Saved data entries
PR #364, opened 2022-03-08
Updates to project root path finding

GDonRanasinghe:
The `_get_query_string_from_file` now finds the project root by using a variable defined at the `definitions.py` file. This file is at the project root.

### DIFF
--- a/csvcubed/definitions.py
+++ b/csvcubed/definitions.py
@@ -1,0 +1,7 @@
+import os
+
+"""
+Defines a variable to the Project Root.
+Ref: https://stackoverflow.com/questions/25389095/python-get-path-of-root-project-structure/25389715#25389715
+"""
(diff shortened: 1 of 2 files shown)


csvcubed/definitions.py
```diff
@@ -0,0 +1,7 @@
+import os
+
+"""
+Defines a variable to the Project Root.
+Ref: https://stackoverflow.com/questions/25389095/python-get-path-of-root-project-structure/25389715#25389715
+"""
+ROOT_DIR = os.path.dirname(os.path.abspath(__file__))
```
robons, line 7: Can you convert this to a `pathlib.Path` type object?

robons (approved):
Just a small change to going the `pathlib.Path` conversion inside the `definitions` module if you could.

→ **Required action**
Every entry shown above should be transcribed without alteration.

→ **Response box**
PR #364, opened 2022-03-08
Updates to project root path finding

GDonRanasinghe:
The `_get_query_string_from_file` now finds the project root by using a variable defined at the `definitions.py` file. This file is at the project root.

### DIFF
--- a/csvcubed/definitions.py
+++ b/csvcubed/definitions.py
@@ -1,0 +1,7 @@
+import os
+
+"""
+Defines a variable to the Project Root.
+Ref: https://stackoverflow.com/questions/25389095/python-get-path-of-root-project-structure/25389715#25389715
+"""
(diff shortened: 1 of 2 files shown)


csvcubed/definitions.py
```diff
@@ -0,0 +1,7 @@
+import os
+
+"""
+Defines a variable to the Project Root.
+Ref: https://stackoverflow.com/questions/25389095/python-get-path-of-root-project-structure/25389715#25389715
+"""
+ROOT_DIR = os.path.dirname(os.path.abspath(__file__))
```
robons, line 7: Can you convert this to a `pathlib.Path` type object?

robons (approved):
Just a small change to going the `pathlib.Path` conversion inside the `definitions` module if you could.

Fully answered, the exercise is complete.